#### ACTIVITY:
Return the data. Every word must match.

#### THE INPUT:

PR #219, opened 2017-08-13
Use the right classloader for loading AST transformations when compiling analysed code.

### LINKED ISSUE #218: Incorrect class loader is used for loading AST transformations when compiling analysed code
It took me a while but I managed to get [support for CodeNarc Ant task's classpath property added to Gradle's CodeNarc plugin](https://github.com/gradle/gradle/pull/2325). Today I got around to testing it on one of my projects only to realise that there are still some issues with compiling classes for analysis by enhanced rules.

I tracked it down to the following compilation error message:

> Not an ASTTransformation: org.codehaus.groovy.transform.EqualsAndHashCodeASTTransformation declared by groovy.transform.EqualsAndHashCode

A little bit of googling revealed the following historical Groovy issue: https://issues.apache.org/jira/browse/GROOVY-5044. Cédric's comment on stating that

> the "transform class loader" used by the compilation unit (that is to say the compiler) must, at least, be the same or a child classloader of the classloader which loads groovy classes

got me looking at how compilation is performed in `AbstractSourceCode.init()`. Currently the `CompilationUnit` created in that method does not get any `transformLoader` passed which means the default of context classloader is used. That classloader is not the one that loads Groovy compiler (Groovy compiler is loaded by the classloader which loads CodeNarc classes) causing [this condition](https://github.com/apache/groovy/blob/c1170ef867e4487b64362769108c084426ace46e/src/main/org/codehaus/groovy/transform/ASTTransformationCollectorCodeVisitor.java#L199) to always fail.

A PR to follow.

erdi:
Closes #218.

Notes:
1. I had to create a submodule for the Gradle integration test because of conflicting Groovy versions. After upgrading to GMetrics to `1.0` CodeNarc is now depending on and compiled against Groovy `2.4.12` (even though the build is specifying the version as `2.1.8` in `gradle.properties`) but using Gradle Test Kit from Gradle `4.0` (current version used by the build) forces Groovy version to be `2.4.11`. I didn't want to to force a different version of Groovy when running all tests compared to what is used for compilation hence I created a separate submodule which is using `2.4.11` for that single Gradle integraiton test. We could update to Gradle 4.1 which should make Groovy required by the Test Kit to be `2.4.12` which in turn would allow us to get rid of that submodule but I'm not sure we want to tie Groovy version used to compile CodeNarc with the one used by Gradle for its runtime.
1. Support for CodeNarc Ant task's `classpath` property has not been yet officially released in Gradle hence the integration test is using a nightly build, namely `4.2-20170813022644+0000`. As I've mentioned in a comment in that test, we should probably change that test to use `4.2` when it's released.

### DIFF
--- a/.gitignore
+++ b/.gitignore
@@ -6,7 +6,7 @@
 /hamlet_docs
 /*.patch
 /*.iws
-/*.iml
+*.iml
 /*.ipr
 /AntBuilderTestXmlReport.xml
 /*.html
@@ -20,3 +20,4 @@ build/
 src/main/java/META-INF/
 /.gradle
 /classes
+/out
--- a/integration-test/build.gradle
+++ b/integration-test/build.gradle
@@ -1,0 +1,25 @@
+plugins {
+    id 'groovy'
+    id 'idea'
+}
+
+repositories {
+    mavenCentral()
+}
+
+dependencies {
+    testCompile project(':')
+    testCompile gradleTestKit()
+}
+
+configurations.all {
+    resolutionStrategy.eachDependency { DependencyResolveDetails details ->
+        if (details.requested.group == 'org.codehaus.groovy' && details.requested.version == '2.4.12') {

#### ANSWER SPACE:
PR #219, opened 2017-08-13
Use the right classloader for loading AST transformations when compiling analysed code.

### LINKED ISSUE #218: Incorrect class loader is used for loading AST transformations when compiling analysed code
It took me a while but I managed to get [support for CodeNarc Ant task's classpath property added to Gradle's CodeNarc plugin](https://github.com/gradle/gradle/pull/2325). Today I got around to testing it on one of my projects only to realise that there are still some issues with compiling classes for analysis by enhanced rules.

I tracked it down to the following compilation error message:

> Not an ASTTransformation: org.codehaus.groovy.transform.EqualsAndHashCodeASTTransformation declared by groovy.transform.EqualsAndHashCode

A little bit of googling revealed the following historical Groovy issue: https://issues.apache.org/jira/browse/GROOVY-5044. Cédric's comment on stating that

> the "transform class loader" used by the compilation unit (that is to say the compiler) must, at least, be the same or a child classloader of the classloader which loads groovy classes

got me looking at how compilation is performed in `AbstractSourceCode.init()`. Currently the `CompilationUnit` created in that method does not get any `transformLoader` passed which means the default of context classloader is used. That classloader is not the one that loads Groovy compiler (Groovy compiler is loaded by the classloader which loads CodeNarc classes) causing [this condition](https://github.com/apache/groovy/blob/c1170ef867e4487b64362769108c084426ace46e/src/main/org/codehaus/groovy/transform/ASTTransformationCollectorCodeVisitor.java#L199) to always fail.

A PR to follow.

erdi:
Closes #218.

Notes:
1. I had to create a submodule for the Gradle integration test because of conflicting Groovy versions. After upgrading to GMetrics to `1.0` CodeNarc is now depending on and compiled against Groovy `2.4.12` (even though the build is specifying the version as `2.1.8` in `gradle.properties`) but using Gradle Test Kit from Gradle `4.0` (current version used by the build) forces Groovy version to be `2.4.11`. I didn't want to to force a different version of Groovy when running all tests compared to what is used for compilation hence I created a separate submodule which is using `2.4.11` for that single Gradle integraiton test. We could update to Gradle 4.1 which should make Groovy required by the Test Kit to be `2.4.12` which in turn would allow us to get rid of that submodule but I'm not sure we want to tie Groovy version used to compile CodeNarc with the one used by Gradle for its runtime.
1. Support for CodeNarc Ant task's `classpath` property has not been yet officially released in Gradle hence the integration test is using a nightly build, namely `4.2-20170813022644+0000`. As I've mentioned in a comment in that test, we should probably change that test to use `4.2` when it's released.

### DIFF
--- a/.gitignore
+++ b/.gitignore
@@ -6,7 +6,7 @@
 /hamlet_docs
 /*.patch
 /*.iws
-/*.iml
+*.iml
 /*.ipr
 /AntBuilderTestXmlReport.xml
 /*.html
@@ -20,3 +20,4 @@ build/
 src/main/java/META-INF/
 /.gradle
 /classes
+/out
--- a/integration-test/build.gradle
+++ b/integration-test/build.gradle
@@ -1,0 +1,25 @@
+plugins {
+    id 'groovy'
+    id 'idea'
+}
+
+repositories {
+    mavenCentral()
+}
+
+dependencies {
+    testCompile project(':')
+    testCompile gradleTestKit()
+}
+
+configurations.all {
+    resolutionStrategy.eachDependency { DependencyResolveDetails details ->
+        if (details.requested.group == 'org.codehaus.groovy' && details.requested.version == '2.4.12') {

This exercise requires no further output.